Just FYI the problem first started with the translation service getting stuck and running out of tokens:

DiscourseAi::Completions::Endpoints::OpenAi: status: 429 - body: {“error”:{“message”:“Rate limit reached for model openai/gpt-oss-120b in organization org_01kccx1be8fffaz5sbe17 service tier on_demand on tokens per day (TPD): Limit 200000, Used 193487, Requested 7464. Please try again in 6m50.832s. Need more tokens? Upgrade to Dev Tier today at https://console.groq.com/settings/billing",“type”:“tokens”,“code”:"rate_limit_exceeded”}}

Then I paused the service for 24 hours for the daily rate limits to reset. After restarting it then I noticed this error:

DiscourseAi::Completions::Endpoints::OpenAi: status: 413 - body: {“error”:{“message”:“Request too large for model openai/gpt-oss-120b in organization org_01kccx1be8fffaz5sbe17 service tier on_demand on tokens per minute (TPM): Limit 8000, Requested 8102, please reduce your message size and try again. Need more tokens?
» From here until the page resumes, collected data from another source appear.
PR #695, opened 2020-11-09
CDRIVER-3799 support Azure/GCP in CSFLE

kevinAlbs:
Adds integration for libmongocrypt 1.1.0 (and now requires 1.1.0, since it uses new API) to support Azure and GCP KMS providers.


src/libmongoc/src/mongoc/mongoc-crypt.c
```diff
@@ -681,71 +682,11 @@ _mongoc_crypt_new (const bson_t *kms_providers,
    mongocrypt_setopt_log_handler (
       crypt->handle, _log_callback, NULL /* context */);
 
-   /* Take options from the kms_providers map. */
```
kevinAlbs, line 684: libmongocrypt's new API for configuring KMS providers: `mongocrypt_setopt_kms_providers` no longer requires the calling driver to parse out options. We can pass the KMS providers BSON document directly.

src/libmongoc/src/mongoc/mongoc-crypt.c
```diff
@@ -1063,52 +1007,20 @@ _mongoc_crypt_create_datakey (_mongoc_crypt_t *crypt,
       goto fail;
    }
 
-   if (0 == strcmp ("aws", kms_provider) && masterkey) {
```
kevinAlbs, line 1066: Similarly, `mongocrypt_ctx_setopt_key_encryption_key` consolidates the configuration for the master key. So we can pass a BSON document of the options with the "provider" field appended.

src/libmongoc/src/mongoc/mongoc-util.c
```diff
@@ -576,7 +576,7 @@ char *
 _mongoc_getenv (const char *name)
 {
 #ifdef _MSC_VER
-   char buf[1024];
+   char buf[2048];
```
kevinAlbs, line 579: This needed to be bumped because the environment variable for the GCP private key data exceeds 1024 characters (`MONGOC_TEST_GCP_PRIVATEKEY`)

src/libmongoc/tests/json-test.h
```diff
@@ -119,4 +119,7 @@ check_scenario_version (const bson_t *scenario);
 void
 check_outcome_collection (mongoc_collection_t *collection, bson_t *test);
 
+void
+make_kms_provider (bson_t *out);
```
bazile-clyde, line 123: Is this defined somewhere?

kevinAlbs: Good catch, it wasn't. Removed.

bazile-clyde (approved):
LGTM

PR #698, opened 2020-11-16
CDRIVER-3422 add structure and error helpers

kevinAlbs:
This is some of the groundwork for the unified test runner and some additional test conveniences.

### DIFF
--- a/src/libmongoc/tests/test-conveniences.c
+++ b/src/libmongoc/tests/test-conveniences.c
@@ -75,7 +75,7 @@ test_conveniences_cleanup ()
          char *str;
 
          str = _mongoc_array_index (&gTmpStringArray, char *, i);
-         bson_free (doc);
+         bson_free (str);
       }
 
       _mongoc_array_destroy (&gTmpBsonArray);
--- a/src/libmongoc/tests/test-conveniences.c
+++ b/src/libmongoc/tests/test-conveniences.c
@@ -38,6 +38,7 @@
 
 static bool gConveniencesInitialized = false;
 static mongoc_array_t gTmpBsonArray;
+static mongoc_array_t gTmpStringArray;
 
 static char *gHugeString;
 static size_t gHugeStringLength;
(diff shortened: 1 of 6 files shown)


src/libmongoc/tests/test-conveniences.c
```diff
@@ -127,7 +137,33 @@ tmp_bson (const char *json, ...)
    return doc;
 }
 
+const char *
+tmp_json (const bson_t *bson)
```
kevinAlbs, line 141: This is for ease of logging BSON as a JSON string. The caller does not need to free, so this enables statements like:

```
MONGOC_DEBUG ("document: %s", tmp_json(&bson));
```

... instead of the current way:
```
char *json = bson_as_json (&bson, NULL);
MONGOC_DEBUG ("document: %s", json);
bson_free (json);
```

src/libmongoc/tests/unified/runner.c
```diff
@@ -0,0 +1,120 @@
...
+static void
+test_ctx_cleanup ()
+{
+   bson_destroy (&test_ctx.command_started_events);
+   bson_destroy (&test_ctx.command_succeeded_events);
+   bson_destroy (&test_ctx.command_failed_events);
+}
+
+static void
+handle_abort (int signo)
```
kevinAlbs, line 53: I want to solve the problem of getting an assertion error in a spec test, and not knowing which operation failed (like an error "assert failed: 3 != 2"). Instead of changing every assertion, this captures the abort signal and prints out state from the global test context.

bazile-clyde: This is definitely a lot more helpful.

bazile-clyde (approved):
LGTM!

src/libmongoc/tests/test-conveniences.c
kevinAlbs: Thanks!

kevinAlbs:
> I'm not sure if the test failures are related.

The test failures on `*-latest` appear due to recent server changes (removal of geoHaystack, CDRIVER-3815) and the issue Roberto pointed out with `/BulkOperation/large_inserts_ordered`. I'll look into that after.

PR #751, opened 2021-03-09
CDRIVER-3773 Support regular expressions with no options

benjirewis:
[CDRIVER-3773](https://jira.mongodb.org/browse/CDRIVER-3773)

python-bsonjs, which relies on libbson, requested the ability to load regexes without the "options" field through JSON into BSON. I see no language in the extended JSON [spec](https://github.com/mongodb/specifications/blob/master/source/extended-json.rst#regularexpression) forbidding this behavior, and it's unlikely an existing user would actively expect a "missing options" error, so it seems ok to add.

Removes the "missing options" errors in `_bson_json_read_append_regex` and adds two new tests to verify correct parsing and absence of error for legacy and canonical regexes without options.

### DIFF
--- a/src/libbson/src/bson/bson-json.c
+++ b/src/libbson/src/bson/bson-json.c
@@ -1389,18 +1389,9 @@ _bson_json_read_append_regex (bson_json_reader_t *reader,    /* IN */
                                     "Missing \"$regex\" after \"$options\"");
          return;
       }
-      if (!data->regex.has_options) {
-         _bson_json_read_set_error (reader,
-                                    "Missing \"$options\" after \"$regex\"");
-         return;
-      }
    } else if (!data->regex.has_pattern) {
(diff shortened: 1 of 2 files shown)


bazile-clyde (approved):
LGTM!

alcaeus:
@benjirewis this change breaks the bson-corpus test suite in PHP. There is a test that expects a parse error when presented a regular expression without options: https://github.com/mongodb/specifications/blob/master/source/bson-corpus/tests/top.json#L74..L77.

I'll skip the test in PHP, but wanted to give you a heads up that this is covered by the corpus.

benjirewis:
Apologies for overlooking that test. Looking into how important the change is for python-bsonjs. I'll remove this change no matter what since it's spec-test breaking. If we still want to make the change, I'll do it through a drivers ticket with an actual spec change instead.

PR #753, opened 2021-03-11
CDRIVER-3929 Include apiVersion in handshake commands

alcaeus:
CDRIVER-3929

This fixes an oversight in the versioned API implementation where the handshake did not send API Version information to the server. This required exposing the API Version to the topology scanner as that's where the actual commands are handled. I've decided to allow changing the API Version multiple times as this part of libmongoc is very much internal.

During testing I discovered a couple of edge cases around setting API Version on a pooled client:
* When no API Version has been set, a user can set it after clients have been popped. This causes an inconsistent state in the pool. Solution is to prevent changing the API Version when the pool size is greater than 0. I understand this can cause an inconsistency when the last client is destroyed where one could once again set the API Version. Let me know if we should also prevent that case.
* When fetching a client from a pool that had no server API set, the api was not locked against modifications, which could once again lead to an inconsistent state in the pool. For clients fetched from a pool, the server API is mutable. This may apply to other properties of the client as well, so we may want to create a follow-up ticket for this.

### DIFF
--- a/src/libmongoc/src/mongoc/mongoc-client-pool.c
+++ b/src/libmongoc/src/mongoc/mongoc-client-pool.c
@@ -51,6 +51,7 @@ struct _mongoc_client_pool_t {
    int32_t error_api_version;
    bool error_api_set;
    mongoc_server_api_t *api;
+   bool client_initialized;
 };
 
 
@@ -240,12 +241,13 @@ _initialize_new_client (mongoc_client_pool_t *pool, mongoc_client_t *client)
       pool->topology->scanner->initiator,
       pool->topology->scanner->initiator_context);
 
+   pool->client_initialized = true;
+   client->is_pooled = true;
    client->error_api_version = pool->error_api_version;
    _mongoc_client_set_apm_callbacks_private (
       client, &pool->apm_callbacks, pool->apm_context);
 
    client->api = mongoc_server_api_copy (pool->api);
-   client->api_set = true;
 
 #ifdef MONGOC_ENABLE_SSL
    if (pool->ssl_opts_set) {
@@ -529,7 +531,7 @@ mongoc_client_pool_set_server_api (mongoc_client_pool_t *pool,
       return false;
    }
 
-   if (mongoc_client_pool_get_size (pool)) {
+   if (pool->client_initialized) {
       bson_set_error (error,
                       MONGOC_ERROR_POOL,
                       MONGOC_ERROR_POOL_API_TOO_LATE,
--- a/src/libmongoc/src/mongoc/mongoc-client-pool.c
+++ b/src/libmongoc/src/mongoc/mongoc-client-pool.c
@@ -245,6 +245,7 @@ _initialize_new_client (mongoc_client_pool_t *pool, mongoc_client_t *client)
       client, &pool->apm_callbacks, pool->apm_context);
 
    client->api = mongoc_server_api_copy (pool->api);
+   client->api_set = true;
 
 #ifdef MONGOC_ENABLE_SSL
    if (pool->ssl_opts_set) {
@@ -525,6 +526,14 @@ mongoc_client_pool_set_server_api (mongoc_client_pool_t *pool,
                       MONGOC_ERROR_POOL,
                       MONGOC_ERROR_POOL_API_ALREADY_SET,
                       "Cannot set server api more than once per pool");
+      return false;
+   }
+
+   if (mongoc_client_pool_get_size (pool)) {
+      bson_set_error (error,
+                      MONGOC_ERROR_POOL,
+                      MONGOC_ERROR_POOL_API_TOO_LATE,
+                      "Cannot set server api after a client has been created");
       return false;
    }
 
--- a/src/libmongoc/src/mongoc/mongoc-client-pool.c
+++ b/src/libmongoc/src/mongoc/mongoc-client-pool.c
@@ -529,5 +529,6 @@ mongoc_client_pool_set_server_api (mongoc_client_pool_t *pool,
    }
 
    pool->api = mongoc_server_api_copy (api);
+   _mongoc_topology_scanner_set_server_api (pool->topology->scanner, api);
    return true;
 }
--- a/src/libmongoc/src/mongoc/mongoc-client-private.h
+++ b/src/libmongoc/src/mongoc/mongoc-client-private.h
@@ -97,6 +97,7 @@ struct _mongoc_client_t {
    mongoc_uri_t *uri;
    mongoc_cluster_t cluster;
    bool in_exhaust;
+   bool is_pooled;
 
    mongoc_stream_initiator_t initiator;
    void *initiator_data;
@@ -119,7 +120,6 @@ struct _mongoc_client_t {
    bool error_api_set;
 
    mongoc_server_api_t *api;
-   bool api_set;
 
    /* mongoc_client_session_t's in use, to look up lsids and clusterTimes */
    mongoc_set_t *client_sessions;
--- a/src/libmongoc/src/mongoc/mongoc-client-private.h
+++ b/src/libmongoc/src/mongoc/mongoc-client-private.h
@@ -119,6 +119,7 @@ struct _mongoc_client_t {
    bool error_api_set;
 
    mongoc_server_api_t *api;
+   bool api_set;
 
    /* mongoc_client_session_t's in use, to look up lsids and clusterTimes */
    mongoc_set_t *client_sessions;
--- a/src/libmongoc/src/mongoc/mongoc-cmd.c
+++ b/src/libmongoc/src/mongoc/mongoc-cmd.c
@@ -796,8 +796,8 @@ _txn_in_progress (mongoc_cmd_parts_t *parts)
    }
 
    return (_mongoc_client_session_txn_in_progress (cs)
-	   /* commitTransaction and abortTransaction count as in progress, too. */
-	   || parts->assembled.is_txn_finish);
+      /* commitTransaction and abortTransaction count as in progress, too. */
+      || parts->assembled.is_txn_finish);
 }
 
 
--- a/src/libmongoc/src/mongoc/mongoc-cmd.c
+++ b/src/libmongoc/src/mongoc/mongoc-cmd.c
@@ -1150,6 +1150,7 @@ _mongoc_cmd_append_payload_as_array (const mongoc_cmd_t *cmd, bson_t *out)
  *
  * Pre-conditions:
  *    - @api is initialized.
+ *    - @command_body is initialised
  *
  *--------------------------------------------------------------------------
  */
@@ -1159,6 +1160,7 @@ _mongoc_cmd_append_server_api (bson_t *command_body,
 {
    const char *string_version;
 
+   BSON_ASSERT (command_body);
    BSON_ASSERT (api);
 
    string_version = mongoc_server_api_version_to_string (api->version);
--- a/src/libmongoc/src/mongoc/mongoc-cmd.c
+++ b/src/libmongoc/src/mongoc/mongoc-cmd.c
@@ -827,14 +827,12 @@ mongoc_cmd_parts_assemble (mongoc_cmd_parts_t *parts,
                            bson_error_t *error)
 {
    mongoc_server_description_type_t server_type;
-   mongoc_server_api_t *api;
    mongoc_client_session_t *cs;
    const bson_t *cluster_time = NULL;
    mongoc_read_prefs_t *prefs = NULL;
    const char *cmd_name;
    bool is_get_more;
    const mongoc_read_prefs_t *prefs_ptr;
-   const char *string_version;
    bool ret = false;
 
    ENTRY;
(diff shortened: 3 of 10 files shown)


src/libmongoc/src/mongoc/mongoc-client-pool.c
```diff
@@ -528,6 +529,15 @@ mongoc_client_pool_set_server_api (mongoc_client_pool_t *pool,
...
+   if (mongoc_client_pool_get_size (pool)) {
+      bson_set_error (error,
+                      MONGOC_ERROR_POOL,
+                      MONGOC_ERROR_POOL_API_TOO_LATE,
+                      "Cannot set server api after a client has been created");
+      return false;
+   }
+
    pool->api = mongoc_server_api_copy (api);
+   _mongoc_topology_scanner_set_server_api (pool->topology->scanner, api);
```
alcaeus, line 541: Not sure if this is considered kosher or not. Please advise if this should be injected into the scanner through other means.

src/libmongoc/src/mongoc/mongoc-cmd.c
```diff
@@ -796,8 +796,8 @@ _txn_in_progress (mongoc_cmd_parts_t *parts)
    }
 
    return (_mongoc_client_session_txn_in_progress (cs)
-	   /* commitTransaction and abortTransaction count as in progress, too. */
-	   || parts->assembled.is_txn_finish);
+      /* commitTransaction and abortTransaction count as in progress, too. */
```
alcaeus, line 799: Unrelated whitespace change, but the tabs really stood out.

samantharitter: Ugh that's from my text editor, I'm not sure why clang-format didn't fix it for me.  Sorry!

src/libmongoc/tests/test-mongoc-topology.c
```diff
@@ -2202,6 +2203,94 @@ test_slow_server_pooled (void)
...
+   } else {
+      client = mongoc_client_new_from_uri (uri);
+      ASSERT_OR_PRINT (mongoc_client_set_server_api (client, api, &error),
+                       error);
+   }
+
+   ismaster = bson_strdup_printf ("{'ok': 1,"
+                                  " 'ismaster': true,"
+                                  " 'setName': 'rs',"
+                                  "  'minWireVersion': 2,"
```
samantharitter, line 2243: super nit, weird spacing

src/libmongoc/tests/test-mongoc-versioned-api.c
```diff
@@ -135,6 +135,43 @@ _test_mongoc_server_api_client_pool (void)
...
+      error,
+      MONGOC_ERROR_POOL,
+      MONGOC_ERROR_POOL_API_TOO_LATE,
+      "Cannot set server api after a client has been created");
+
+   ASSERT (!mongoc_client_set_server_api (client, api, &error));
+   ASSERT_ERROR_CONTAINS (error,
+                          MONGOC_ERROR_CLIENT,
+                          MONGOC_ERROR_CLIENT_API_ALREADY_SET,
+                          "Cannot set server api more than once");
```
samantharitter, line 167: This is interesting.  So, when we get the client from the pool, it does *not* have an api set (`client->api` is NULL) but we've set the `client->api_set` flag to prevent users from setting the `api` directly on the client?  It's a bit of a misleading message, I would rather that the message said something like "can't set server api directly on a pooled client, please set it on the parent pool"

samantharitter (changes requested):
I like the refactoring you did in cmd, and these changes seem like they are on the right track, just a couple of questions from me.

src/libmongoc/src/mongoc/mongoc-client-private.h
```diff
@@ -119,6 +119,7 @@ struct _mongoc_client_t {
    bool error_api_set;
 
    mongoc_server_api_t *api;
+   bool api_set;
```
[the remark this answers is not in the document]
bazile-clyde: +1

src/libmongoc/src/mongoc/mongoc-client-pool.c
```diff
@@ -528,6 +529,15 @@ mongoc_client_pool_set_server_api (mongoc_client_pool_t *pool,
       return false;
    }
 
+   if (mongoc_client_pool_get_size (pool)) {
+      bson_set_error (error,
+                      MONGOC_ERROR_POOL,
+                      MONGOC_ERROR_POOL_API_TOO_LATE,
+                      "Cannot set server api after a client has been created");
+      return false;
+   }
```
bazile-clyde, line 538: To avoid the edge you mentioned of having the pool size fall back down to zero, alternatively, I think adding `bool api_set` to the pool, rather than the client (per Sam's comment), and setting it to `true` once a client has been created (popped) would solve the problem. Here we'd need to check that boolean (which would be immutable once changed), and not the pool size. Though, the name `api_set` might be confusing since the actual pointer to the API struct could still be `NULL`.

src/libmongoc/src/mongoc/mongoc-client-private.h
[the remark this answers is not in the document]
bazile-clyde: I think this solves the issue of a client being created from a pool without an API set. The client's API pointer would be left `NULL`, but we wouldn't want to allow users to set the API pointer either.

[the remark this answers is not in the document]
alcaeus: That's exactly the reason. On second thought and after our conversation yesterday where you brought up CDRIVER-3537, I'll rename this to `is_pooled` and use it to track whether the client is part of a client pool. This allows me to print a more appropriate error message and also allow us to re-use the flag later when implementing other checks.

src/libmongoc/src/mongoc/mongoc-topology-scanner.c
```diff
@@ -1324,3 +1339,20 @@ _jumpstart_other_acmds (mongoc_topology_scanner_node_t *node,
       }
    }
 }
+
+void
+_mongoc_topology_scanner_set_server_api (mongoc_topology_scanner_t *ts,
+                                         const mongoc_server_api_t *api)
+{
+   mongoc_server_api_t *prev_api;
```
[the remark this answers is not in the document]
alcaeus: I believe this was left over from a previous version of the code. I've updated this and am now calling `mongoc_server_api_destroy` unconditionally.

src/libmongoc/src/mongoc/mongoc-topology-scanner.c
```diff
@@ -104,9 +104,22 @@ _jumpstart_other_acmds (mongoc_topology_scanner_node_t *node,
...
+
+   if (api) {
+      _mongoc_cmd_append_server_api (cmd, api);
+   }
+}
+
+static void
+_reset_ismaster (mongoc_topology_scanner_t *ts)
+{
+   bson_init (&ts->ismaster_cmd);
```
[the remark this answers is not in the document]
alcaeus: Yes, this may have leaked memory. `bson_reinit` only works on a `bson_t` that was previously initialised, so I've split up the method. I've also realised that we shouldn't clear the `cluster_time`, so I've removed that from `_reset_ismaster` as well.

src/libmongoc/tests/test-mongoc-topology.c
alcaeus: Copypasta strikes again. I've aligned the indentation across all occurrences in the file.

src/libmongoc/tests/test-mongoc-versioned-api.c
alcaeus: As per above, I'll change the flag name to `is_pooled` and will check that for pooled client. This makes the flag reusable in CDRIVER-3537 if we decide to block setting other properties.

src/libmongoc/src/mongoc/mongoc-client-pool.c
alcaeus: Good point, I was considering that. I'll add a `client_created` flag that gets set automatically when the first client is created.

src/libmongoc/src/mongoc/mongoc-client-private.h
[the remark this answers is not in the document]
samantharitter: Sounds good!

src/libmongoc/tests/test-mongoc-topology.c
```diff
@@ -2202,6 +2203,94 @@ test_slow_server_pooled (void)
...
+   request_t *request;
+   bson_error_t error;
+   mongoc_server_api_version_t version;
+   mongoc_server_api_t *api;
+
+   server = mock_server_new ();
+   mock_server_run (server);
+   uri = mongoc_uri_copy (mock_server_get_uri (server));
+
+   mongoc_server_api_version_from_string ("1", &version);
```
bazile-clyde, line 2225: Nit, because this returns `false` on an error you could `BSON_ASSERT` this works.

bazile-clyde (commented):
Looks good. Just a few comments.

src/libmongoc/src/mongoc/mongoc-topology-scanner.c
```diff
@@ -1324,3 +1346,15 @@ _jumpstart_other_acmds (mongoc_topology_scanner_node_t *node,
...
+void
+_mongoc_topology_scanner_set_server_api (mongoc_topology_scanner_t *ts,
+                                         const mongoc_server_api_t *api)
+{
+   BSON_ASSERT (ts);
+   BSON_ASSERT (api);
+
+   mongoc_server_api_destroy (ts->api);
+   ts->api = mongoc_server_api_copy (api);
+   _reset_ismaster (ts);
```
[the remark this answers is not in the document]
alcaeus: When creating a new client using `mongoc_client_new`, this implicitly also creates the `topology_scanner_t` through `mongoc_topology_new` and `mongoc_topology_scanner_new`. This last method prepares the basic `isMaster`/`hello` command. At that point in time, the user hasn't had a chance to call `mongoc_client_set_server_api`, hence the need to reset any previously created handshake commands to recreate them with the versioned API options.

Since `_mongoc_topology_scanner_set_server_api` is part of the private API, I haven't bothered to add checks against changing the previously declared API version, especially since the logic required due to the initialisation flow (i.e. changing from no declared API to a specific API) completely covers the scenario of changing from one declared API version to another.

src/libmongoc/src/mongoc/mongoc-cmd.c
```diff
@@ -1155,3 +1138,39 @@ _mongoc_cmd_append_payload_as_array (const mongoc_cmd_t *cmd, bson_t *out)
...
+ *
+ * _mongoc_cmd_append_server_api --
+ *    Append versioned API fields to a mongoc_cmd_t
+ *
+ * Arguments:
+ *    cmd The mongoc_cmd_t, which will have versioned API fields added
+ *    api A mongoc_server_api_t holding server API information
+ *
+ * Pre-conditions:
+ *    - @api is initialized.
```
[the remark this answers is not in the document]
alcaeus: Done

src/libmongoc/tests/test-mongoc-topology.c
alcaeus: Not a nit ;)

Done.

src/libmongoc/src/mongoc/mongoc-topology-scanner.c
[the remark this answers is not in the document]
bazile-clyde: Got it. Thanks for the explanation.

bazile-clyde (approved):

src/libmongoc/src/mongoc/mongoc-client-pool.c
```diff
@@ -51,6 +51,7 @@ struct _mongoc_client_pool_t {
    int32_t error_api_version;
    bool error_api_set;
    mongoc_server_api_t *api;
+   bool client_initialized;
```
samantharitter, line 54: to clarify, this is meant to be set when the first client created by this pool is initialized?

src/libmongoc/src/mongoc/mongoc-client-pool.c
```diff
@@ -528,6 +531,15 @@ mongoc_client_pool_set_server_api (mongoc_client_pool_t *pool,
       return false;
    }
 
+   if (pool->client_initialized) {
```
samantharitter, line 534: Can we use `pool->size > 0` here instead and lose the new flag?  Unless you specified a max pool size of 0 (which I don't think would allow the pool to create any clients at all) then `pool->size` should always be > 0 if a client has been created.

samantharitter (commented):
I have one question about the `pool->client_initialized flag`, but the rest of the changes look good!

src/libmongoc/src/mongoc/mongoc-client-pool.c
alcaeus: Yes

src/libmongoc/src/mongoc/mongoc-client-pool.c
alcaeus: On second thought, that would've worked. I had this in previously but refactored this since the logic would allow changes when `pool->size == 0`. Reading the logic in `mongoc_client_pool_push`, this case can't happen, as old clients are only dropped from the pool if `pool->min_pool_size` is truish, in which case you also can't have the last client dropped. I can change it back to the previous check with `pool->size`, but I feel like the flag is more explicit, even though it requires additional memory.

Upgrade to Dev Tier today at https://console.groq.com/settings/billing",“type”:“tokens”,“code”:"rate_limit_exceeded”}}

Then I reduced max output tokens from 7000 to 6800 in the LLM configuration and it started working again.

What am I missing here? Are you suggesting it’s related to context window and nothing to do with max output tokens? Just trying to figure out how to match configuration numbers from groq / model limits to discourse LLM configurations.